[[ Source information, beginning ]]
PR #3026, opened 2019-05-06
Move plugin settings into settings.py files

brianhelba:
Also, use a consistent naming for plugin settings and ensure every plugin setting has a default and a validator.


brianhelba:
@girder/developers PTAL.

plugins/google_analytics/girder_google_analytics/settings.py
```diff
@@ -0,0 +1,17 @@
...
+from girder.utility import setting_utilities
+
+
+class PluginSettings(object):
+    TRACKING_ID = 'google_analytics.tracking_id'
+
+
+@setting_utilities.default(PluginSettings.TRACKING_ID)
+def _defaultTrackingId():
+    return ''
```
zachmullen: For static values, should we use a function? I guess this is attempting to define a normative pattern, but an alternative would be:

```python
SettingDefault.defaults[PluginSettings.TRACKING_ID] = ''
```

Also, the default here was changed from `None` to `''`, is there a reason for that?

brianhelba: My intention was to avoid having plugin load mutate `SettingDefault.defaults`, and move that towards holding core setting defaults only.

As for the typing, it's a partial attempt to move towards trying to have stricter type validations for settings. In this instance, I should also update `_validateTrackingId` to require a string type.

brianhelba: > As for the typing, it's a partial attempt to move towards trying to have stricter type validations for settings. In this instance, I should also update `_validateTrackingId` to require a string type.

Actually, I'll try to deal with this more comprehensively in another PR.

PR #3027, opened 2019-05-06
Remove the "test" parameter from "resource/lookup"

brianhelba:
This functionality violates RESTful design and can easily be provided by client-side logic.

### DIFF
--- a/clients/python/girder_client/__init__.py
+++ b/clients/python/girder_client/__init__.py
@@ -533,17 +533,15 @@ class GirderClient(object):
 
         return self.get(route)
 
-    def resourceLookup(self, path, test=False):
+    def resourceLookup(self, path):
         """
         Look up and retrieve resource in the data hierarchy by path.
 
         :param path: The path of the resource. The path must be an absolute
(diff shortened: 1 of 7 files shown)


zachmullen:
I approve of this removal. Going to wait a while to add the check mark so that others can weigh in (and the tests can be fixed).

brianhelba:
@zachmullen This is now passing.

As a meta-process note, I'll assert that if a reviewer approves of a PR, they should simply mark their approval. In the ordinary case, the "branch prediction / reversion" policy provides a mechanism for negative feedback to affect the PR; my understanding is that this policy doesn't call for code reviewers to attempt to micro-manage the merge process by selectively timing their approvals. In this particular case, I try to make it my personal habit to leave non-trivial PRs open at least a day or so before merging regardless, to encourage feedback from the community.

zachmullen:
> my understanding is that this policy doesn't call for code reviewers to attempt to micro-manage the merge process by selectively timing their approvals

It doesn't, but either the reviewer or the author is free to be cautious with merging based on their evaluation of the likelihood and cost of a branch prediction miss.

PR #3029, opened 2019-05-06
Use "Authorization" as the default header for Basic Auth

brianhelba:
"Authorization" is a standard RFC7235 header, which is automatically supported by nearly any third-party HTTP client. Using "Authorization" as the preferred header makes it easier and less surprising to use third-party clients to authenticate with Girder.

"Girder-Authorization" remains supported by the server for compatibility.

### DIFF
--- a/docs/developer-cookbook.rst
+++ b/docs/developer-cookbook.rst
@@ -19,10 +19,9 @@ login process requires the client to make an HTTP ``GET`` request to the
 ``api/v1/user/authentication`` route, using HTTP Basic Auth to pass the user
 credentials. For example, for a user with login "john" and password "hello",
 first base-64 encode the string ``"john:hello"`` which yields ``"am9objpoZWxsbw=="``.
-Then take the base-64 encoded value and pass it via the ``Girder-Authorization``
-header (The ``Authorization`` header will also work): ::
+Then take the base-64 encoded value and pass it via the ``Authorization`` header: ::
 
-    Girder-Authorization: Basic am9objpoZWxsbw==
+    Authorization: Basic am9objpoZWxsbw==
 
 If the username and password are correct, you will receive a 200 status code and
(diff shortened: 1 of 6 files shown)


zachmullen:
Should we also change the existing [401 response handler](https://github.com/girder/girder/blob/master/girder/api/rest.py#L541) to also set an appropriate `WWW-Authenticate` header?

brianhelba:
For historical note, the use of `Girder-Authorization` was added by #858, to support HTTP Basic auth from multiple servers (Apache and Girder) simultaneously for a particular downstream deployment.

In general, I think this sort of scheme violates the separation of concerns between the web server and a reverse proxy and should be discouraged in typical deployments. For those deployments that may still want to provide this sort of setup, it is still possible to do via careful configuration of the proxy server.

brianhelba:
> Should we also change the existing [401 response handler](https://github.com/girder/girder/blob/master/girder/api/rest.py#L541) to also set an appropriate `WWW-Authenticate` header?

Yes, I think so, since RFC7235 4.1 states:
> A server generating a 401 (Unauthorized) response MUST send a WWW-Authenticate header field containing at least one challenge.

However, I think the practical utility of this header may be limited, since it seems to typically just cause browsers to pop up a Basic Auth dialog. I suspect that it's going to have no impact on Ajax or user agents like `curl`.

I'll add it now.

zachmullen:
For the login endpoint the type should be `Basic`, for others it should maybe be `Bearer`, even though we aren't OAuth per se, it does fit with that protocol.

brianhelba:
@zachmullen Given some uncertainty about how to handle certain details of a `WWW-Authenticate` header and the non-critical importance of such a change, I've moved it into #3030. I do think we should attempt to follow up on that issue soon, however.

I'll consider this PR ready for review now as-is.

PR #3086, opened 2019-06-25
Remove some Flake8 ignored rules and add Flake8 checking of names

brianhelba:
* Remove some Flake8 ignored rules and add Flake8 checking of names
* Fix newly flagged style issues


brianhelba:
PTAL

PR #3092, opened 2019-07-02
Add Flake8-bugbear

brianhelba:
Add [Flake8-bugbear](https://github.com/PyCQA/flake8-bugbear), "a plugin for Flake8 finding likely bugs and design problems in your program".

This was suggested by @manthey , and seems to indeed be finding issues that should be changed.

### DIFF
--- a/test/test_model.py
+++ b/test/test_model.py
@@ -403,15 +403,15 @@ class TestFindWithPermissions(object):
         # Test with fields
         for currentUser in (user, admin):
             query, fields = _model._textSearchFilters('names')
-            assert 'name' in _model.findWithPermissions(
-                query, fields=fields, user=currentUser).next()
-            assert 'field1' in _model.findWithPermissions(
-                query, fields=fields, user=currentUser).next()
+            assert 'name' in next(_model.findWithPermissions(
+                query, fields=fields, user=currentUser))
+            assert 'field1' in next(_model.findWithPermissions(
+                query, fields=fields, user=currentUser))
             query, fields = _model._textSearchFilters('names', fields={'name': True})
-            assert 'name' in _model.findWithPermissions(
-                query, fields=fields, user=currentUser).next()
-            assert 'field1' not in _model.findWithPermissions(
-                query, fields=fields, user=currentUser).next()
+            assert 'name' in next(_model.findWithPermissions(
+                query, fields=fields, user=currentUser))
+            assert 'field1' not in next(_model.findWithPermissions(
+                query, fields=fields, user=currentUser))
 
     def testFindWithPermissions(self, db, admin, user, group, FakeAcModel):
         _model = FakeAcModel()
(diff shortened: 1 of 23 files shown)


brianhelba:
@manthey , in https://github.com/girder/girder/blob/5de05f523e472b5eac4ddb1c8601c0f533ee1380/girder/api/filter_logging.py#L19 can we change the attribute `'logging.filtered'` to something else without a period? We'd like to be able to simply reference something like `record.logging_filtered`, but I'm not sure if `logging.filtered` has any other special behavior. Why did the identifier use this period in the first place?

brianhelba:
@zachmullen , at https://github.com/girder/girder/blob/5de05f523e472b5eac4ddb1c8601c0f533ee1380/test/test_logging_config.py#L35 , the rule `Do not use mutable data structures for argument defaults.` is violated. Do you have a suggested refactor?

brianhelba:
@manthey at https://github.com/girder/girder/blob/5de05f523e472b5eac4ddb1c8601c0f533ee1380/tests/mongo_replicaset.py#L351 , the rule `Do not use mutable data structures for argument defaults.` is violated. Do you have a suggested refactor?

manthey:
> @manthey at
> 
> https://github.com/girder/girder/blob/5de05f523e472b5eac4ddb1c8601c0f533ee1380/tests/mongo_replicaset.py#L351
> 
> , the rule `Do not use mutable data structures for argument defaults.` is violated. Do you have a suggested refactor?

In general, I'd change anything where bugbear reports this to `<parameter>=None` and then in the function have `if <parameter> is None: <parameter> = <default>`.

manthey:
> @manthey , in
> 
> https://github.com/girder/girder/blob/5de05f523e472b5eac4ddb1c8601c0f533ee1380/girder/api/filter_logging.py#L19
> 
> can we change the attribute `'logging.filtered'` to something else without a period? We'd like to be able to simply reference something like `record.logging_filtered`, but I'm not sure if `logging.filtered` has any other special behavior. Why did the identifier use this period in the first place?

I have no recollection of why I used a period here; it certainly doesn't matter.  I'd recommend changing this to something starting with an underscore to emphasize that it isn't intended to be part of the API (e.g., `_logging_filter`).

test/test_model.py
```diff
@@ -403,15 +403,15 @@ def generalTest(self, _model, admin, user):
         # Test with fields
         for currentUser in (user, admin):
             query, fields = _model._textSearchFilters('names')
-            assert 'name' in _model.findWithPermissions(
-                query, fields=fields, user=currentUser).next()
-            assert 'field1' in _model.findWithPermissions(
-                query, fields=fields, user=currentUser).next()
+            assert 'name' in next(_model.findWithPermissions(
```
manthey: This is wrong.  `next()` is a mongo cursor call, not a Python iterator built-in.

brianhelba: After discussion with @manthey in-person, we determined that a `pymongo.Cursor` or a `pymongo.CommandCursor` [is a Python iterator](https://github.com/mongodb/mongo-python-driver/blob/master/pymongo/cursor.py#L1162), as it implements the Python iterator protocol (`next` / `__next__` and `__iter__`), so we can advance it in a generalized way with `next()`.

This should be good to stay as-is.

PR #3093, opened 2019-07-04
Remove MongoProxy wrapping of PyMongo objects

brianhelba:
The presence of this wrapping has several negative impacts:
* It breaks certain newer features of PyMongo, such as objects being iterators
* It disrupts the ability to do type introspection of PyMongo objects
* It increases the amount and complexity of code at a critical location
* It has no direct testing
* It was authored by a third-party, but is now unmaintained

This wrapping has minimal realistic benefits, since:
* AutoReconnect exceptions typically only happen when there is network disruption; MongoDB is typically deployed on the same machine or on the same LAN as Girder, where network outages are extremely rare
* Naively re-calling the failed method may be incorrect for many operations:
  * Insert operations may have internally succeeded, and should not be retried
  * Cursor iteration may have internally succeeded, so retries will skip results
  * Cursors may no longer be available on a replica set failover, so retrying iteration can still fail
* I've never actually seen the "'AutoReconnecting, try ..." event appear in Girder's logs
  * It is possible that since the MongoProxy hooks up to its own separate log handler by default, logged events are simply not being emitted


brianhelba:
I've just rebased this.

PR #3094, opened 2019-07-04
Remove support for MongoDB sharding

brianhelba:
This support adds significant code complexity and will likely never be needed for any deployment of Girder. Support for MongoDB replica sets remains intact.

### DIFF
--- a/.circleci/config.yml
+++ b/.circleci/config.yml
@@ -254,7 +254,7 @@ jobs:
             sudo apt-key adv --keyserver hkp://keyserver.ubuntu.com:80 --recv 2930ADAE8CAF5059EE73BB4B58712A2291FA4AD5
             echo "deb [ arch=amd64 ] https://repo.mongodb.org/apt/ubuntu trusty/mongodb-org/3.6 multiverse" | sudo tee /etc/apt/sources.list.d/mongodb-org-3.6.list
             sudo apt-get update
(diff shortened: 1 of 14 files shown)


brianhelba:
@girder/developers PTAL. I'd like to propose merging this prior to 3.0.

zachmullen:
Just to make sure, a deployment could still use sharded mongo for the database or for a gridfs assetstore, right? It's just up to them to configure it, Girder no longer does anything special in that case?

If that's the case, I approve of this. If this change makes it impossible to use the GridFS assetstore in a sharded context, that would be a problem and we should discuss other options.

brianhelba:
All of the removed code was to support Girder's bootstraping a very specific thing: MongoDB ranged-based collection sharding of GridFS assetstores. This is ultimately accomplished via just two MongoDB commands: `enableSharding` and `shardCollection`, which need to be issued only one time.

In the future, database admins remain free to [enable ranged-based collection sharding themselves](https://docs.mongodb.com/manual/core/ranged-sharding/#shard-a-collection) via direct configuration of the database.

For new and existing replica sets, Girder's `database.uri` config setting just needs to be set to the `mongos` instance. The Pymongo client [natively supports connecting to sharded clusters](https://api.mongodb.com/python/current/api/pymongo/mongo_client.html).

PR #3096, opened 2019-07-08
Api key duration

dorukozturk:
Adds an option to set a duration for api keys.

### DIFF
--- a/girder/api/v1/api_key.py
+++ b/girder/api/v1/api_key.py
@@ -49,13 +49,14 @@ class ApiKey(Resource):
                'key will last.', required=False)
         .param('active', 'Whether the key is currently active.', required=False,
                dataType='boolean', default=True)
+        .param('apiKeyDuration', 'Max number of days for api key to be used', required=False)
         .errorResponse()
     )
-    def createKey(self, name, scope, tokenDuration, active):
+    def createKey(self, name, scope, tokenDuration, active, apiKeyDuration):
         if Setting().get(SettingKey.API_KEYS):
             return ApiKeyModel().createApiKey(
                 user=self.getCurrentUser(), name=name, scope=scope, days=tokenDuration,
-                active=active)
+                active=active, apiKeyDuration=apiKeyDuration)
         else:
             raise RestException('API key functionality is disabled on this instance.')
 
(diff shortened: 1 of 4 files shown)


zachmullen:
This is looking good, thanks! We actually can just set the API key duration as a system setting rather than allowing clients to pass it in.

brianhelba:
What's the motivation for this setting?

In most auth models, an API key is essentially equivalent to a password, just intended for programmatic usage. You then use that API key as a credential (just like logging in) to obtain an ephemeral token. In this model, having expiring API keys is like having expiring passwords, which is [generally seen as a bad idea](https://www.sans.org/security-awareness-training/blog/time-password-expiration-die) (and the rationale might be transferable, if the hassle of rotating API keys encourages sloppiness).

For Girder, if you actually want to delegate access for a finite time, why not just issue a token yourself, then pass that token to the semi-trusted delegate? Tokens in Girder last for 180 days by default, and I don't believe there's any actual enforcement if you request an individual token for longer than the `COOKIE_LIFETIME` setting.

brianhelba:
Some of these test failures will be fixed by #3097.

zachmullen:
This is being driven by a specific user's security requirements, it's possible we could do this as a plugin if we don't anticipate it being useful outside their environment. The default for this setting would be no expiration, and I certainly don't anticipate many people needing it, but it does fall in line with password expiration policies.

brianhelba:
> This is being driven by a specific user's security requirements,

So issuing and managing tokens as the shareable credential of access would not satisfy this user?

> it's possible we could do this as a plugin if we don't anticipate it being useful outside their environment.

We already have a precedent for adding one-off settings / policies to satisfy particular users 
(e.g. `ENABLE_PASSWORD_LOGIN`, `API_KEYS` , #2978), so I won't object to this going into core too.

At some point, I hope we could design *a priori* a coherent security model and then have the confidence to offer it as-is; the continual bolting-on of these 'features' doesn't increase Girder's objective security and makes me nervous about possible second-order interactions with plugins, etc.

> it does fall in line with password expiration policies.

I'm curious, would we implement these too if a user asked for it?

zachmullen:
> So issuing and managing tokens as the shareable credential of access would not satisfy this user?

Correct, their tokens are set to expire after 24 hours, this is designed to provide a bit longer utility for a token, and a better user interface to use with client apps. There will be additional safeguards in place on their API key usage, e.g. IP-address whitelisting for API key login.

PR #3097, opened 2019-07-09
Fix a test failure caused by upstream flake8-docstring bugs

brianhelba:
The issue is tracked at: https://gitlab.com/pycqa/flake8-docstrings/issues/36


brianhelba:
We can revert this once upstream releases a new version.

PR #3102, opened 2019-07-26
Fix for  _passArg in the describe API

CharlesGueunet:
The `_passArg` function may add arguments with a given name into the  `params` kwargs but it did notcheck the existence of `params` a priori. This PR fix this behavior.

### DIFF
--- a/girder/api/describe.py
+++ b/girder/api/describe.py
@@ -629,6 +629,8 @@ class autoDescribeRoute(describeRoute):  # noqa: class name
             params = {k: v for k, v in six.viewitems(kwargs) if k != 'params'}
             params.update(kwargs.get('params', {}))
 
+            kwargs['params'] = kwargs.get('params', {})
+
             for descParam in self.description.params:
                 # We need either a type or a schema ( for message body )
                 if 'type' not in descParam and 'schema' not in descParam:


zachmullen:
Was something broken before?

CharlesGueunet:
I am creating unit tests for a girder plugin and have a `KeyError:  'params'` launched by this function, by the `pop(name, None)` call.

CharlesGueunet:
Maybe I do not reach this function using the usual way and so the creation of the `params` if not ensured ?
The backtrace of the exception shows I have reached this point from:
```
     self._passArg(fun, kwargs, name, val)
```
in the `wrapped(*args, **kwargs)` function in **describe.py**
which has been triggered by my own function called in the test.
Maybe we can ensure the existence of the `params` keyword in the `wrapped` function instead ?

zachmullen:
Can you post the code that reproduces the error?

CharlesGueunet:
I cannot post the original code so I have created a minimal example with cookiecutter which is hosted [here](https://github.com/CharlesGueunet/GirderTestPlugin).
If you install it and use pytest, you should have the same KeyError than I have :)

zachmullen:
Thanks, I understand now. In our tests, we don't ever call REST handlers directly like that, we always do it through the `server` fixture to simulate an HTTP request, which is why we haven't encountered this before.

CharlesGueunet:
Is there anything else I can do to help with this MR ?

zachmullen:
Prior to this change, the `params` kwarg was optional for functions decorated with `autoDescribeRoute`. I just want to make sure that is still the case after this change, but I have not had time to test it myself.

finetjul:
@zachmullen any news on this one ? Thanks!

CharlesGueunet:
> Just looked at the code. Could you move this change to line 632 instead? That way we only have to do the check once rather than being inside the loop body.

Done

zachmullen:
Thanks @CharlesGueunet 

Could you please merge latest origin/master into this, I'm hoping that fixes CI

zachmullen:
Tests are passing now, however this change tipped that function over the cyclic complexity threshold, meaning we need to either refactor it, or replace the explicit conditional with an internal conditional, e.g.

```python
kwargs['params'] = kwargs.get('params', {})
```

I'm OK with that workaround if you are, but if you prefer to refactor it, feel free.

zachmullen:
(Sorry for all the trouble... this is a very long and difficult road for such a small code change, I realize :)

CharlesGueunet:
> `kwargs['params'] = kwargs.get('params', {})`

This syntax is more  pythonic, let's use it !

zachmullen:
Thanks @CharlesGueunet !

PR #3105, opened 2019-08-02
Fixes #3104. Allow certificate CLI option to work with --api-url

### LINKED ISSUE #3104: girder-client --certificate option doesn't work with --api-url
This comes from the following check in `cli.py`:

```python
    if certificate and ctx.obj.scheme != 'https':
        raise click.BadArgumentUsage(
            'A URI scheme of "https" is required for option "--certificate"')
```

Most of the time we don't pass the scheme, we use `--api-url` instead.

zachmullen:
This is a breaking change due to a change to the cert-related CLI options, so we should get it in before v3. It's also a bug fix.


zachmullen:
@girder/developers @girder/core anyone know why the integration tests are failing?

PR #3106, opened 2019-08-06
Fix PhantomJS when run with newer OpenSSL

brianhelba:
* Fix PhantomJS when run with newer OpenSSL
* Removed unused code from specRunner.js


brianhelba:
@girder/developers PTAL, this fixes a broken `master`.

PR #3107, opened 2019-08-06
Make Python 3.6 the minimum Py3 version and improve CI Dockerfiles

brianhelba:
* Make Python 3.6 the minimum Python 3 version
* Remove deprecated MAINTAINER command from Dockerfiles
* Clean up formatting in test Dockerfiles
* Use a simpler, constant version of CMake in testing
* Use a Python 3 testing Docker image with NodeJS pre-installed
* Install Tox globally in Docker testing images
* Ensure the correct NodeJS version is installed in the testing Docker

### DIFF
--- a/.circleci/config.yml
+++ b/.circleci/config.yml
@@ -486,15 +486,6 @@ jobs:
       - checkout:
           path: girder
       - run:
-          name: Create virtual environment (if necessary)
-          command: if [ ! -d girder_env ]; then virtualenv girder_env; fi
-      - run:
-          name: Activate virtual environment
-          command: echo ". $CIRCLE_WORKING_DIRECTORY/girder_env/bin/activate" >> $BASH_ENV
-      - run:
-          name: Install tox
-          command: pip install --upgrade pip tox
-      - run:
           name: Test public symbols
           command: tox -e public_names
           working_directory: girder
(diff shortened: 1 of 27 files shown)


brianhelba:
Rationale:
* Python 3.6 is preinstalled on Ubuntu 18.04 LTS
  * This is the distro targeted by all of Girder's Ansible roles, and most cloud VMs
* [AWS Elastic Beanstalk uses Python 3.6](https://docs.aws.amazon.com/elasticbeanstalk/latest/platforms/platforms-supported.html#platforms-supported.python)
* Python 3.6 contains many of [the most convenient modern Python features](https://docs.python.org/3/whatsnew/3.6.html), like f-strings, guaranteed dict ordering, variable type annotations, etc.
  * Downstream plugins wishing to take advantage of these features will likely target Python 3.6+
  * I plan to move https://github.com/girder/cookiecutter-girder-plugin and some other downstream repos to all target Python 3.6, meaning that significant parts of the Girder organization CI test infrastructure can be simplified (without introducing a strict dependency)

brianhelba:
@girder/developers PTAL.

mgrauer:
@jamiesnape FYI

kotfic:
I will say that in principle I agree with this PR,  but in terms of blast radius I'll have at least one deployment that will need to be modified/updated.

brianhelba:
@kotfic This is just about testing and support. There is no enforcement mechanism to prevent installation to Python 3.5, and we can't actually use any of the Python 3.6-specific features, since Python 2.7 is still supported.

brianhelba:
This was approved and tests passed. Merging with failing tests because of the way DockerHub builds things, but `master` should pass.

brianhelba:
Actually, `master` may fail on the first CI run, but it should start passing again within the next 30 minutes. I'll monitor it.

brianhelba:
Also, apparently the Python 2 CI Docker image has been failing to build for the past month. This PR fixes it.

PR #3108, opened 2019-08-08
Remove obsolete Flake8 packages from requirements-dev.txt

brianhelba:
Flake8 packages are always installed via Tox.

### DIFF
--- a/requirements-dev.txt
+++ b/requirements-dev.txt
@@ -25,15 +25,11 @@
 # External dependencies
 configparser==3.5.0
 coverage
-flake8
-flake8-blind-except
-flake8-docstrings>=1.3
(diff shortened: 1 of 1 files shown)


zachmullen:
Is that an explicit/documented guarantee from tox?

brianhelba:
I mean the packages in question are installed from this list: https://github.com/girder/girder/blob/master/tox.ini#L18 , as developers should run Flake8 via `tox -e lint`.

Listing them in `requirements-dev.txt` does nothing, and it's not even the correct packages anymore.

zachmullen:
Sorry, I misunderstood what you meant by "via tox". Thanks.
[[ Source information, end ]]
Retype, exactly and in full, the lines above from the one containing "--- a/girder/api/v1/api_key.py" through the one containing "dataType='boolean', default=True)".

--- a/girder/api/v1/api_key.py
+++ b/girder/api/v1/api_key.py
@@ -49,13 +49,14 @@ class ApiKey(Resource):
                'key will last.', required=False)
         .param('active', 'Whether the key is currently active.', required=False,
                dataType='boolean', default=True)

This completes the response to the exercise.